Tuesday, June 26, 2018

England's Nero and the Sacred Heart of Jesus

From First Things, a review of a biography of Henry VIII, focusing on the author's knowledge and understanding of medieval Catholic piety and devotion:

Matusiak is neither Catholic nor especially anti-Catholic. He acknowledges the recent attacks by historians on St. Thomas More, but isn’t persuaded by them. He is a little bewildered by sixteenth-century Catholic piety, but paints a vivid picture of it. And he is perceptive on the king’s relationship to Catholic orthodoxy: “Henry sought throughout the 1540s to impose his own idiosyncratic, hybrid version of doctrine which contained elements both to satisfy and at the same time to frustrate all sides.”

But while I was enjoying this book, I was conscious of an absence, which became obvious only when we got to St. John Fisher’s martyrdom. It is not just that Matusiak characterises Fisher’s stance as an “overreaction”; that is understandable. A non-Catholic is unlikely to sympathize with Fisher’s view that to reject a single doctrine is to abandon the Faith. No, what really rings false is Matusiak’s portrait of the saint as “a hair-shirted, hard-praying, uncompromising flagellant … a scholar and ascetic worthy of beatification.” That’s not inaccurate, but Fisher was so much else besides.

He was, before his dramatic end, a bishop who traveled his diocese visiting the sick of every parish, sitting by the bedside of some suffering invalid for three or four hours at a time; who gave cash and a meal to the beggars crowding at his door each day, while denying himself not just comforts but normal amounts of food and sleep; whose near-contemporary biographer wrote, “To poor sick persons he was a physician, to the lame he was a staff, to poor widows an advocate, to orphans a tutor, and to poor travellers a host.” What Matusiak misses is the deepest thing in St.
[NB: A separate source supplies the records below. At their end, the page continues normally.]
PR #13488, opened 2018-12-20
videoio(v4l2): fix build due missing V4L2_CID_ISO_SENSITIVITY

### LINKED ISSUE #13335: Opencv 3.4.4 dependency on V4L2_CID_ISO_SENSITIVITY only available in kernel >= 3.5
Pull request https://github.com/opencv/opencv/pull/12893 added support for newer V4L camera properties, but these are only available on newer kernel versions (see https://www.kernel.org/doc/html/v4.14/media/uapi/v4l/hist-v4l2.html for, as an example, V4L2_CID_ISO_SENSITIVITY being introduced in 3.5).

I am not familiar with how Opencv typically handles this kind of scenario. Should these kinds of changes be behind preprocessor checks?

alalek:
resolves #13335

### DIFF
--- a/modules/videoio/src/cap_v4l.cpp
+++ b/modules/videoio/src/cap_v4l.cpp
@@ -237,6 +237,11 @@ make & enjoy!
 #include <sys/videoio.h>
 #endif
 
+// https://github.com/opencv/opencv/issues/13335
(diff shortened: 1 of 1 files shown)


washley:
Sorry I didn't have time to take a pass at fixing this myself, thanks for getting this out.

PR #682, opened 2021-08-30
fix(checkout): CHECKOUT-5980 invalid aria-labelledby values

bc-peng:
## What? [CHECKOUT-5980](https://jira.bigcommerce.com/browse/CHECKOUT-5980)
- Use `getLabelProps()` from [Downshift](https://www.downshift-js.com) to create a dynamic `id` attribute for an autocomplete input field's label, which aligns with the sample usage of [\<Downshift\> component](https://www.downshift-js.com/downshift).
- Update two snapshots to cover the code change.
## Why?
_1__-_Hi__We_re_ready_right_now_to_provide_you_with_a_free_LIVE_face_to_face_personalized_skin_consultation_-2

As stated in [CHECKOUT-5980](https://jira.bigcommerce.com/browse/CHECKOUT-5980), the screen reader fails now because of  a label's missing dynamic `id` attribute(e.g., `id="downshift-0-label"`). Sometimes, the `id` can be `downshift-2-label`. Therefore,  this fix will create label `id` dynamically with Downshift.

## Testing / Proof
Screen Shot 2021-08-30 at 10 48 23 am

Demo after code change.

https://user-images.githubusercontent.com/88361607/131297982-62e5efe3-3ca1-460c-a51d-99eeb893a2f2.mov

HTML of the address input field. Before:

```HTML
<div class="dynamic-form-field dynamic-form-field--addressLineAutocomplete">
    <div class="form-field">
        <label for="shippingAddress.address1" class="form-label optimizedCheckout-form-label">Address</label>
        <div role="combobox" aria-expanded="false" aria-haspopup="listbox" aria-labelledby="downshift-0-label">
            <input aria-autocomplete="list" aria-labelledby="downshift-0-label" autocomplete="off"
                   id="addressLine1Input" class="form-input optimizedCheckout-form-input" value="">
        </div>
    </div>
</div>
```

After:
```HTML
<div class="dynamic-form-field dynamic-form-field--addressLineAutocomplete">
    <div class="form-field">
        <div role="combobox" aria-expanded="false" aria-haspopup="listbox" aria-labelledby="downshift-0-label">
            <label
                    class="form-label optimizedCheckout-form-label" for="downshift-0-input"
                    id="downshift-0-label">Address</label>
            <input class="form-input optimizedCheckout-form-input"
                   id="downshift-0-input" autocomplete="off"
                   aria-autocomplete="list"
                   aria-labelledby="downshift-0-label" value="">
        </div>
    </div>
</div>
```

@bigcommerce/checkout

### DIFF
--- a/src/app/address/googleAutocomplete/GoogleAutocompleteFormField.tsx
+++ b/src/app/address/googleAutocomplete/GoogleAutocompleteFormField.tsx
@@ -56,6 +56,7 @@ const GoogleAutocompleteFormField: FunctionComponent<GoogleAutocompleteFormField
             isAutocompleteEnabled={ countryCode ?
                 supportedCountries.indexOf(countryCode) > -1 :
                 false }
+            labelContent={ labelContent }
             nextElement={ nextElement }
             onChange={ onChange }
             onSelect={ onSelect }
@@ -65,6 +66,7 @@ const GoogleAutocompleteFormField: FunctionComponent<GoogleAutocompleteFormField
         apiKey,
         countryCode,
         inputProps,
+        labelContent,
         nextElement,
         onChange,
         onSelect,
@@ -76,7 +78,7 @@ const GoogleAutocompleteFormField: FunctionComponent<GoogleAutocompleteFormField
         <div className={ `dynamic-form-field dynamic-form-field--addressLineAutocomplete` }>
             <FormField
                 input={ renderInput }
-                labelContent={ labelContent }
+                labelContent={ null }
                 name={ fieldName }
             />
         </div>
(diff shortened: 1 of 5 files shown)


src/app/address/googleAutocomplete/GoogleAutocompleteFormField.tsx
```diff
@@ -76,7 +78,7 @@ const GoogleAutocompleteFormField: FunctionComponent<GoogleAutocompleteFormField
         <div className={ `dynamic-form-field dynamic-form-field--addressLineAutocomplete` }>
             <FormField
                 input={ renderInput }
-                labelContent={ labelContent }
+                labelContent={ null }
```
animesh1987, line 81: I see you are lifting the label to the component where autocomplete is rendered? But why don't we pass the label inside here so `<FormField` is updated accordingly?

animesh1987: Think in that case you can get rid of the above line completely, it's an optional prop

bc-peng: I have removed this line.

animesh1987 (approved):

PR #696, opened 2021-09-10
fix(checkout): CHECKOUT-5980 invalid aria-labelledby values

bc-peng:
## What? 
- Calculate an `id` value for a `<label>`, and pass it to `<Downshift>` as the value of `aria-labelledby`, so that a screen reader can pick up an autocomplete input field's name.
-  No modification on tests.
## Why?
- As stated in [CHECKOUT-5980](https://jira.bigcommerce.com/browse/CHECKOUT-5980), a screen reader software fails now because the autocomplete address input does not have a matching `id` attribute.

## Testing / Proof
HTML code before:
```
<div class="dynamic-form-field dynamic-form-field--addressLineAutocomplete">
  <div class="form-field">
    <label
      for="shippingAddress.address1"
      class="form-label optimizedCheckout-form-label"
      >Address</label
    >
    <div
      role="combobox"
      aria-expanded="false"
      aria-haspopup="listbox"
      aria-labelledby="downshift-0-label"
    >
      <input
        aria-autocomplete="list"
        aria-labelledby="downshift-0-label"
        autocomplete="off"
        id="addressLine1Input"
        class="form-input optimizedCheckout-form-input"
        value=""
      />
    </div>
  </div>
</div>
```

After:
```
<div class="dynamic-form-field dynamic-form-field--addressLineAutocomplete">
  <div class="form-field">
    <label
      for="addressLine1Input"
      id="addressLine1Label"
      class="form-label optimizedCheckout-form-label"
      >Address</label
    >
    <div
      role="combobox"
      aria-expanded="false"
      aria-haspopup="listbox"
      aria-labelledby="addressLine1Label"
    >
      <input
        aria-autocomplete="list"
        aria-labelledby="addressLine1Label"
        autocomplete="off"
        id="addressLine1Input"
        class="form-input optimizedCheckout-form-input"
        value=""
      />
    </div>
  </div>
</div>

```

- An alpha release of `checkout-js` has been tested on Launchbay at:
https://app.circleci.com/pipelines/github/bigcommerce/bigcommerce?branch=pull%2F42735
All Google address autocomplete tests passed.

### DIFF
--- a/src/app/address/googleAutocomplete/GoogleAutocompleteFormField.tsx
+++ b/src/app/address/googleAutocomplete/GoogleAutocompleteFormField.tsx
@@ -5,7 +5,7 @@ import React, { memo, useCallback, useMemo, FunctionComponent } from 'react';
 import { TranslatedString } from '../../locale';
 import { AutocompleteItem } from '../../ui/autocomplete';
 import { FormField } from '../../ui/form';
-import { getAddressFormFieldInputId } from '../getAddressFormFieldInputId';
+import { getAddressFormFieldInputId, getAddressFormFieldLabelId } from '../getAddressFormFieldInputId';
 
 import GoogleAutocomplete from './GoogleAutocomplete';
 
@@ -40,10 +40,13 @@ const GoogleAutocompleteFormField: FunctionComponent<GoogleAutocompleteFormField
         <TranslatedString id="address.address_line_1_label" />
     ), []);
 
+    const labelID = getAddressFormFieldLabelId(name);
+
     const inputProps = useMemo(() => ({
         className: 'form-input optimizedCheckout-form-input',
         id: getAddressFormFieldInputId(name),
-    }), [name]);
+        'aria-labelledby': labelID,
+    }), [name, labelID]);
 
     const renderInput = useCallback(({ field }: FieldProps) => (
         <GoogleAutocomplete
@@ -76,7 +79,7 @@ const GoogleAutocompleteFormField: FunctionComponent<GoogleAutocompleteFormField
         <div className={ `dynamic-form-field dynamic-form-field--addressLineAutocomplete` }>
             <FormField
                 input={ renderInput }
-                labelContent={ labelContent }
+                label={ <label className="form-label optimizedCheckout-form-label" htmlFor={ inputProps.id } id={ labelID }>{ labelContent }</label> }
                 name={ fieldName }
             />
         </div>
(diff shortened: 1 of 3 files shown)


src/app/ui/autocomplete/Autocomplete.tsx
```diff
@@ -46,8 +48,12 @@ class Autocomplete extends PureComponent<AutocompleteProps> {
                     getMenuProps,
                     getItemProps,
                     highlightedIndex,
-                }) => (
+                }) => {
+                    const downshiftInputProps = getInputProps();
+
+                    return (
                     <div>
+                        <span id={ downshiftInputProps['aria-labelledby'] } style={ {width: 100, height: 100, position: 'absolute', top: ' -2000px ', left: 0} }>{ labelContent }</span>
```
davidchin, line 56: I think a better approach might be to pass `labelId` to `Downshift` component so that it doesn't have auto-generate a label ID that points to a non-existent element (https://github.com/downshift-js/downshift#labelid). And then you can point to the actual label that's visible to the users instead of having to create an invisible one?

bc-peng: Thanks for the feedback. I  have changed the code and tested it on Launchbay.  Also changed the `for` value of the `<label>` to the correct `id` of the `<input>`.

src/app/address/googleAutocomplete/GoogleAutocompleteFormField.tsx
```diff
@@ -76,7 +79,7 @@ const GoogleAutocompleteFormField: FunctionComponent<GoogleAutocompleteFormField
         <div className={ `dynamic-form-field dynamic-form-field--addressLineAutocomplete` }>
             <FormField
                 input={ renderInput }
-                labelContent={ labelContent }
+                label={ <label className="form-label optimizedCheckout-form-label" htmlFor={ inputProps.id } id={ labelID }>{ labelContent }</label> }
```
davidchin, line 82: Can we use the `Label` component instead?

bc-peng: Yes, I should use `Label` as much as possible. Will update you once I finish the test.

src/app/address/googleAutocomplete/GoogleAutocompleteFormField.tsx
```diff
@@ -40,10 +40,13 @@ const GoogleAutocompleteFormField: FunctionComponent<GoogleAutocompleteFormField
         <TranslatedString id="address.address_line_1_label" />
     ), []);
 
+    const labelID = getAddressFormFieldLabelId(name);
```
davidchin, line 43:
```suggestion
    const labelId = getAddressFormFieldLabelId(name);
```

davidchin (approved):
Nice one, LGTM 👍

src/app/address/googleAutocomplete/GoogleAutocompleteFormField.tsx
bc-peng: Thanks for the suggestion. I have replaced four occurrences of `labelID` with `labelId` in a new commit.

John Fisher—his love for God and for his neighbor.

Likewise, Matusiak draws an affectionate sketch of the strong-willed Catherine of Aragon, who defied “an assemblage of England’s great and mighty with consummate ease.” But we do not glimpse the Catherine who yearned, as she wrote in a late letter, for “the calm life of the blessed,” when she would see the God she adored.

Matusiak gives us a sense of sixteenth-century English Catholicism, in its awareness of the supernatural—“At this time when funerals were among the most frequent of church services, hell itself was never more than a failed heartbeat or horse’s stumble away”—and its variety of devotions. But he cannot explain to the reader why the removal of the traditional religion so enraged Northern England that around 40,000 people took up arms. The Northerners were, he says in an unusually flat passage, “conservative.”

A better clue to their motives would be found in the banners they were carrying. The army—or as they called themselves, pilgrims—marched behind huge images of the Five Wounds of Christ, including His wounded heart: an image that was a precursor of the later devotion to the Sacred Heart.

Ignatius Press has published an updated edition of Timothy O'Donnell's excellent Heart of the Redeemer, in which the author traces the history of this perennial devotion. Here at the end of the month of June, dedicated to devotion to the Sacred Heart of Jesus, it's appropriate to remember how Catholics throughout the ages have loved the Lord in His Sacred Heart.